Disclaimer: To keep the creative integrity of the featured pieces, the following excerpts contain profanity.
Co-hosts Regie Cabico and Danielle Evennou kicked off the Sparkle Queer Open Mic night as they entertained the crowd with friendly banter and Judy Garland impressions at Busboys and Poets on 14th Street Sunday night.
“If you do something extremely homophobic, people will let you know and we will beat you with a rainbow,” Cabico warned the audience with a smile.
The open mic night featured 12 performers who signed up and covered topics ranging from Justin Bieber and underwear to gender issues and sexual harassment.
Event highlights included performances by Sarah Browning, author of Whiskey in the Garden of Eden, poet Zaira James, spoken word artist Tolonda Henderson and former University of Maryland student Tyler Vile.
Vile, 21, made an impression with her poem concerning the harsh reality of street harassment for being transgender.
“Hey are you a man or a woman?” the Baltimore native read from her poem. “Oh, you’re a man.

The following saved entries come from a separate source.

Issue #25, opened 2026-05-16
[BUG] macOS client sends message when pressing Enter to confirm IME candidate


ve9etandy:
## Description

In the Suzent macOS client, when typing in the input box with a Chinese IME, pressing `Enter` while selecting an IME candidate sends the message immediately instead of committing the selected candidate text into the input box.

For example, when I type `ni hao`, the Chinese IME candidate list appears. I expect pressing `Enter` to select/commit `你好`, but the message is sent directly instead.

<img width="1670" height="966" alt="Image" src="https://github.com/user-attachments/assets/3ee3660c-2f4c-4ab0-9119-ce73ea14b7ee" />

## Expected Behavior

When an IME composition is active, pressing `Enter` should first be handled by the input method to confirm the selected candidate text.

The message should only be sent after the IME composition has ended and the user presses `Enter` again.

## Actual Behavior

Pressing `Enter` during IME candidate selection triggers the send action directly, before the selected Chinese text is committed to the input box.

## Environment

- Platform: macOS
- App: Suzent macOS client
- Input method: Chinese Pinyin IME

## Possible Cause

The input box may be handling the `Enter` key without checking whether an IME composition is currently active.

## Steps to Reproduce

1. Open the Suzent macOS client.
2. Click the message input box.
3. Switch to a Chinese input method, such as macOS Pinyin.
4. Type `ni hao`.
5. While the IME candidate list is still active, press `Enter`.
6. The message is sent immediately.

cyzus:
#28

PR #26, opened 2026-05-16
fix: enhance input handling in ChatInputPanel to support IME composit…

ve9etandy:
https://github.com/cyzus/suzent/issues/25


cyzus:
fixed in #28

But you’re pretty enough that I’d still fuck you.”
The crowd stayed silent as Vile continued to recite raw, degrading insults thrown at her for being disabled, as well as transgender.

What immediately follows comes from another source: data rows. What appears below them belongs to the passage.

PR #29, opened 2026-05-17
Refactor static config out of chat database

### LINKED ISSUE #24: Refactor: Extract User Preferences and Secrets from SQLite Database for Better Syncing
## Problem
Currently, Suzent stores configuration (`user_preferences`) and secrets (`api_keys`) within the SQLite database (`chats.db`). The `api_keys` table stores secrets using either Keyring or an Encrypted DB backend with Fernet (via `src/suzent/core/secrets.py`).

While encryption is handled correctly, storing these configurations alongside highly volatile runtime data (like `chats` and `tasks`) creates significant friction for users who want to synchronize their agent's capabilities across multiple devices using tools like Syncthing or GitHub.

Users face a dilemma:
1. **Sync `chats.db`**: Leads to database corruption and sync conflicts when multiple instances run simultaneously.
2. **Don't sync `chats.db`**: Forces users to manually reconfigure API keys, preferred models, and tool whitelists on every device.

## Proposed Solution
Decouple static capabilities (config/secrets) from runtime state (history/tasks) following 12-Factor App principles:

1. **Extract Secrets**: Shift the source of truth for API keys entirely to environment variables (`.env` file) or the OS Keyring, rather than maintaining an `api_keys` table inside the shared database.
2. **Extract User Preferences**: Move `user_preferences` and `memory_config` to a plain text configuration file (e.g., `~/.suzent/config.yaml`).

“Aren’t you enough of a freak? Why are you trying to be a woman?” Vile read.
Her poem ended with “why don’t you suck it, and find out,” resulting with audience applause.
Vile, also a former member of The Jiménez-Porter Writers’ House, dropped out of school last year when her parents refused to continue to finance her education after she came out to them, she said.

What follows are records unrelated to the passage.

PR #35, opened 2026-05-19
fix(providers): default chat model picks first configured provider (#33)

### LINKED ISSUE #33: Default chat model should use first configured provider, not Anthropic catalog default
## Summary

On a fresh install (no `_PROVIDER_CONFIG_` in the DB), Suzent exposes **all** catalog default models and picks `models[0]` as the default chat model. Because the list is **alphabetically sorted**, that is always an Anthropic model (`anthropic/claude-haiku-4-5`), even when the user has only configured another provider (e.g. OpenAI, Gemini, Ollama).

The agent **persona** is not the problem — `agent_options` is a single entry (Agent`). The UX issue is the default **LLM model / provider**.

## Current behavior (verified)

1. **`get_enabled_models_from_db()`** (`src/suzent/core/providers/helpers.py`): when there is no provider config blob, it returns every `default_models` id from `config/providers.json`, then `sorted(set(...))`.
2. **`/config` API** exposes that list as `models`.
3. **Frontend** (`frontend/src/hooks/useChatStore.tsx`) sets `model: backendConfig.models[0]` when there are no saved user preferences.
4. Result: first model is **`anthropic/claude-haiku-4-5`** (alphabetically first among 24 catalog defaults).

```python
# helpers.py — fallback when no _PROVIDER_CONFIG_
defaults = [m[id] for p in PROVIDER_REGISTRY for m in p.default_models]
return sorted(set(defaults))  # → anthropic/* first
```

```typescript
// useChatStore.tsx
model: prefs?.model || backendDefaults.models[0] || '',
```

## Expected behavior

1. **Default model** should be the first model from the **first provider that is actually available** (has credentials / verified connection), in a stable provider order (e.g. catalog order in `providers.json`: OpenAI → ChatGPT subscription → Anthropic → …), not global alphabetical sort across all providers.
2. If **no** provider is configured, do not silently default to Anthropic — either:
   - show an empty / disabled model selector with a clear “configure a provider” prompt, or
   - only list models for providers with keys set (env or Settings).
3. **New chat / first-screen UX**: on the new-chat view (model selector in `NewChatView` / `ChatInputPanel`), show which providers are configured vs not (e.g. badges or grouped dropdown: “OpenAI ✓”, “Anthropic — not configured”). Reuse or extend `GET /config/api-keys` provider `isSet` status already returned for Settings.

### Backend
- Add something like `get_default_chat_model()` that:
  1. Iterates `PROVIDER_REGISTRY` in catalog order.
  2. For each provider, checks `resolve_api_key(provider.id)` (and ChatGPT subscription auth where applicable).
  3. Returns the first `enabled_models` entry for that provider, or first discovered/default model after verify.
- Change `get_enabled_models_from_db()` to either:
  - return only models for configured providers, **or**
  - return grouped metadata `{ provider_id, configured, models[] }` so the UI can render status.
- Include `default_model` (and optionally `default_model_provider`) in `GET /config` response.

### Frontend
- Use `default_model` from backend instead of `models[0]`.
- On **new chat** screen: show provider configuration status (configured / missing key / not verified) before or beside the model dropdown.
- Optional: prompt to open Settings → Providers when no provider is configured.

## Files involved

- `src/suzent/core/providers/helpers.py` — model list + default selection
- `src/suzent/routes/config_routes.py` — `/config` payload
- `frontend/src/hooks/useChatStore.tsx` — default config bootstrap
- `frontend/src/components/NewChatView.tsx` / `ChatInputPanel.tsx` — first-screen model UI
- `frontend/src/components/settings/ProvidersTab.tsx` — reference for provider status patterns

## Acceptance criteria

- [ ] Fresh install with only `OPENAI_API_KEY` set defaults to an OpenAI model, not Anthropic.
- [ ] Fresh install with **no** keys does not pre-select Anthropic; user is guided to configure a provider.
- [ ] New-chat UI indicates which providers are configured vs not.
- [ ] Existing saved user preferences continue to take precedence.

## Notes

- Background model refresh (`server.py` `_refresh_provider_models`) already walks providers in registry order and skips those without keys — similar logic should drive the default model choice.
- Clarification: “agent” in the UI refers to the single Suzent agent type; this issue is about **model/provider** defaults.

chiruno-9:
## Summary

Fixes #33 — on a fresh install with only one provider configured (e.g. only `OPENAI_API_KEY` set), the new-chat view always landed on `anthropic/claude-haiku-4-5` because `get_enabled_models_from_db()` returns every catalog default sorted alphabetically and the frontend used `models[0]`.

## Changes

**Backend**
- `src/suzent/core/providers/helpers.py` — add `get_default_chat_model()`:
  - Walks `PROVIDER_REGISTRY` in catalog order (`providers.json`: OpenAI → ChatGPT → Anthropic → Gemini → …).
  - For each provider: API-keyed providers checked via `resolve_api_key()`; the keyless ChatGPT subscription provider checked via `is_authenticated()`.
  - For the first configured provider, returns the user's first `enabled_models` entry (from `_PROVIDER_CONFIG_`) or falls back to `default_models[0]`.
  - Returns `None` when nothing is configured so callers can distinguish "unconfigured" from "first item in some list".
- `src/suzent/routes/config_routes.py` — exposes the result as `defaultModel` on `/config`.

**Frontend**
- `frontend/src/types/api.ts` — `ConfigOptions.defaultModel?: string | null`.
- `frontend/src/hooks/useChatStore.tsx` — both the preferences-merge path and the no-localStorage fallback now use `defaultModel ?? models[0]`. The optional field keeps the change backward-compatible with older backends.

**Tests**
- `tests/core/test_default_chat_model.py` (7 tests) covers:
  - no provider configured → `None`,
  - only OpenAI configured → OpenAI model (not Anthropic),
  - catalog order is respected when an earlier provider is unconfigured,
  - user `enabled_models` take precedence over catalog defaults,
  - empty user `enabled_models` falls back to catalog defaults,
  - `_provider_is_configured` uses `resolve_api_key`,
  - malformed `_PROVIDER_CONFIG_` blob → `{}` (no crash).

## Out of scope (deliberately deferred)

The issue also proposes a UI status indicator (provider configured / not-configured badges on the new-chat screen). That belongs in a separate PR — this one is scoped to the data-loss-style default-selection bug so it can be reviewed and merged quickly.

## Acceptance criteria (issue #33)

- [x] Fresh install with only `OPENAI_API_KEY` set defaults to an OpenAI model, not Anthropic.
- [x] Fresh install with no keys → `defaultModel` is `null`; the existing `models[0]` UX is unchanged (UI prompt for provider config can land in a follow-up).
- [ ] New-chat UI indicates which providers are configured vs not. *(deferred to follow-up)*
- [x] Existing saved user preferences continue to take precedence (`prefs?.model` is still checked first in `buildConfigFromPreferences`).

## Test plan

- [x] `uv run pytest tests/core/test_default_chat_model.py` — 7/7 pass.
- [x] `uv run pytest tests/core/test_provider_registry.py` — 18/18 pass (no regression).
- [x] `uv run ruff check` on changed files — clean.
- [x] `npx tsc --noEmit` in `frontend/` — clean.
- [x] `npx vitest run` — 21/21 pass.
- [ ] Manual smoke: fresh install with only `OPENAI_API_KEY` set → new-chat selector lands on `openai/gpt-4.1`.

### DIFF
--- a/frontend/src/hooks/useChatStore.tsx
+++ b/frontend/src/hooks/useChatStore.tsx
@@ -91,7 +91,7 @@ const buildConfigFromPreferences = (
   prefs: ConfigOptions['userPreferences'],
   backendDefaults: ConfigOptions
 ): ChatConfig => ({
-  model: prefs?.model || backendDefaults.models[0] || '',
+  model: prefs?.model || backendDefaults.defaultModel || backendDefaults.models[0] || '',
   agent: prefs?.agent || backendDefaults.agents[0] || '',
   tools: prefs?.tools || backendDefaults.defaultTools || [],
   memory_enabled: prefs?.memory_enabled,
@@ -298,7 +298,7 @@ export const ChatProvider: React.FC<{ children: React.ReactNode; enabled?: boole
     // Fallback to backend defaults
     if (backendConfig) {
       return {
-        model: backendConfig.models[0] || '',
+        model: backendConfig.defaultModel || backendConfig.models[0] || '',
         agent: backendConfig.agents[0] || '',
         tools: backendConfig.defaultTools || [],
         sandbox_enabled: backendConfig.sandboxEnabled ?? true,
--- a/frontend/src/types/api.ts
+++ b/frontend/src/types/api.ts
@@ -107,6 +107,7 @@ export interface Plan {
 export interface ConfigOptions {
   title: string;
   models: string[];
+  defaultModel?: string | null; // first model from a provider with credentials; null if none configured
   agents: string[];
   tools: string[];        // full list of tool options
   defaultTools: string[]; // default enabled tools
--- a/src/suzent/core/providers/__init__.py
+++ b/src/suzent/core/providers/__init__.py
@@ -14,6 +14,7 @@ from suzent.core.providers.catalog import (
 from suzent.core.providers.factory import ProviderFactory
 from suzent.core.providers.generic import GenericLiteLLMProvider
 from suzent.core.providers.helpers import (
+    get_default_chat_model,
     get_effective_memory_config,
     get_enabled_models_from_db,
     resolve_api_key,
@@ -49,5 +50,6 @@ __all__ = [
     "ProviderFactory",
     "resolve_api_key",
     "get_enabled_models_from_db",
+    "get_default_chat_model",
     "get_effective_memory_config",
 ]
--- a/src/suzent/core/providers/helpers.py
+++ b/src/suzent/core/providers/helpers.py
@@ -137,24 +137,38 @@ def get_default_chat_model() -> Optional[str]:
     """Return the default chat model id from the first configured provider.
 
     Walks ``PROVIDER_REGISTRY`` in catalog order and returns the first model
-    available from a provider that has credentials. The user's
-    ``enabled_models`` list (from ``_PROVIDER_CONFIG_``) takes precedence over
-    the catalog ``default_models`` for the chosen provider.
+    available from a provider that has credentials.
 
-    Returns ``None`` if no provider is configured, so callers (UI / API) can
-    distinguish "no setup" from "first model in some list".
+    Semantics must match ``get_enabled_models_from_db`` so the returned id is
+    always a member of ``/config.models``:
+
+    * **No ``_PROVIDER_CONFIG_`` blob saved** (fresh install): fall back to the
+      provider's catalog ``default_models[0]``.
+    * **Blob saved**: the blob is the source of truth. Honor each provider's
+      ``enabled_models`` strictly — an explicit empty list, or no entry at
+      all, means "this provider exposes no chat models" and we walk on. We do
+      *not* fall back to catalog defaults in this case, otherwise the helper
+      could return a model that the frontend cannot select.
+
+    Returns ``None`` if no provider is configured.
     """
     from suzent.core.providers.catalog import PROVIDER_REGISTRY
 
     user_provider_config = _load_user_provider_config()
+    blob_present = bool(user_provider_config)
 
     for spec in PROVIDER_REGISTRY:
         if not _provider_is_configured(spec):
             continue
 
-        enabled = user_provider_config.get(spec.id, {}).get("enabled_models") or []
-        if enabled:
-            return enabled[0]
+        if blob_present:
+            # Strictly honor the saved blob — matches get_enabled_models_from_db.
+            enabled = user_provider_config.get(spec.id, {}).get("enabled_models") or []
+            if enabled:
+                return enabled[0]
+            continue
+
+        # Fresh install: blob absent, fall back to catalog defaults.
         if spec.default_models:
             return spec.default_models[0]["id"]
 
--- a/src/suzent/core/providers/helpers.py
+++ b/src/suzent/core/providers/helpers.py
@@ -89,6 +89,78 @@ def get_enabled_models_from_db() -> List[str]:
     return sorted(set(all_models))
 
 
+def _load_user_provider_config() -> Dict[str, Any]:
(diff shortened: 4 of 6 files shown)


HxyScotthuang:
Thanks for the fix. I tested this locally and the main happy path looks good:

- `uv run pytest tests/core/test_default_chat_model.py tests/core/test_provider_registry.py` passed
- `uv run ruff check` on the changed backend files passed
- `npm test -- --run` passed
- `npm run build` passed, with only existing Vite chunk warnings

One issue I think should be fixed before approval:

`get_default_chat_model()` can return a model that is not present in `/config.models`.

If `_PROVIDER_CONFIG_` exists and an earlier configured provider has an explicit empty `enabled_models` list, the new helper falls back to that provider’s catalog default:

```py
enabled = user_provider_config.get(spec.id, {}).get(enabled_models) or []
if enabled:
    return enabled[0]
if spec.default_models:
    return spec.default_models[0][id]
```

But `get_enabled_models_from_db()` only returns models from saved `enabled_models` when `_PROVIDER_CONFIG_` exists. So in a case like:

```py
{
    openai: {enabled_models: []},
    anthropic: {enabled_models: [anthropic/claude-haiku-4-5]},
}
```

with both providers configured, `defaultModel` becomes `openai/gpt-4.1`, while `models` only contains `anthropic/claude-haiku-4-5`.

That means the frontend can initialize to a model that is not selectable, and backend agent creation may reject it and silently fall back to `enabled_models[0]`.

Could we distinguish “provider has no saved config yet” from “provider exists and intentionally has no enabled models”? I think catalog fallback should only happen for the no-saved-entry case, not for an explicit empty `enabled_models`.

chiruno-9:
Great catch — you're right, and the bug is exactly as you described.

The fix in 0e4fbbf: when ``_PROVIDER_CONFIG_`` is present, the blob is the source of truth — providers with no entry or an explicit empty ``enabled_models`` are skipped instead of falling back to catalog defaults. Catalog fallback now only fires when the blob is entirely absent (fresh install), which matches the branch in ``get_enabled_models_from_db()``.

Added four tests pinning the cases:

- ``test_explicit_empty_enabled_models_skips_provider_when_blob_present`` — your exact scenario: openai has ``enabled_models: []``, anthropic has a list → returns the anthropic model.
- ``test_provider_configured_but_missing_from_blob_is_skipped`` — provider has credentials but no blob entry → still skipped.
- ``test_returns_none_when_blob_present_but_all_enabled_lists_empty`` — degenerate case.
- ``test_falls_back_to_catalog_default_only_when_blob_absent`` — regression for the original fresh-install fix.

All 10 tests pass; ruff clean. Ready for another look when you have a moment.

cyzus:
It looks like the newly added `_load_user_provider_config()` function duplicates the database fetching and JSON parsing logic already present in `get_enabled_models_from_db()`. 

We can refactor `get_enabled_models_from_db()` to reuse this new helper to keep the code DRY.

Here is a suggestion for `src/suzent/core/providers/helpers.py`:

```python
def get_enabled_models_from_db() -> List[str]:
    """Aggregate all enabled/available models from user provider config."""
    from suzent.config import CONFIG
    
    custom_config = _load_user_provider_config()

    if not custom_config:
        if CONFIG.model_options:
            return CONFIG.model_options
        from suzent.core.providers.catalog import PROVIDER_REGISTRY

        defaults = [m["id"] for p in PROVIDER_REGISTRY for m in p.default_models]
        return sorted(set(defaults))

    from suzent.core.providers.catalog import PROVIDER_REGISTRY

    all_models = [
        model_id
        for p in PROVIDER_REGISTRY
        for model_id in custom_config.get(p.id, {}).get("enabled_models", [])
    ]

    return sorted(set(all_models))
```

cyzus:
#39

“That’s when I left and moved out,” Vile said.
Vile said she attended Sparkle for the first time last April when she read aloud a poem she had written on a napkin. Following her performance, Cabico immediately came up to Vile, hugged her and told her to stick around.
And she has.
“I’m hooked,” Vile said.
James, who took a bus from New York to attend Sparkle for the first time, read poems about gender issues, facing fears, experiencing derogatory catcalls and sexual experiences.
“That shit was awkward,” the 20-year-old said about her first time with a woman.
Henderson, who celebrated her 37th birthday Sunday night, is also a librarian at George Washington University, which fueled her piece, “Shit Librarians Say.”
“Yes, you need a graduate degree to be a librarian,” Henderson said. “No, I am not afraid of losing my job because everything is on the Internet. Everything is NOT on the Internet.”
Henderson first began writing poetry about three years ago. Since then, she has been regularly attending Sparkle and other open mic events.
“Tolonda has definitely been our most frequent reader in the open mic and I feel she really has put herself together as a strong spoken word feature,” Cabico said.
Sparkle is held the first Sunday of every month at the same location at Busboys and is open to everyone and anyone.
Last Sunday, nearly 60 Sparkle regulars and newcomers filled the venue.
Sparkle is more than just a poetic event, Vile said. This is one of the few places where she feels a true sense of community.
Henderson agreed. There weren’t a lot of “queer-friendly spaces” in her life before Sparkle, she said.
“There isn’t a lot of homophobic speech in D.C., but there is a lot of heteronormativity,” she said. “It’s really nice to have a space where the assumptions are flipped on their heads.”
It was also gratifying to see how many people came out to the event, Henderson said, because there were often times when there was a smaller crowd.
“I feel proud of what Danielle and I have been doing and to see this catapult of enthusiasm and heart on U Street,” Cabico said.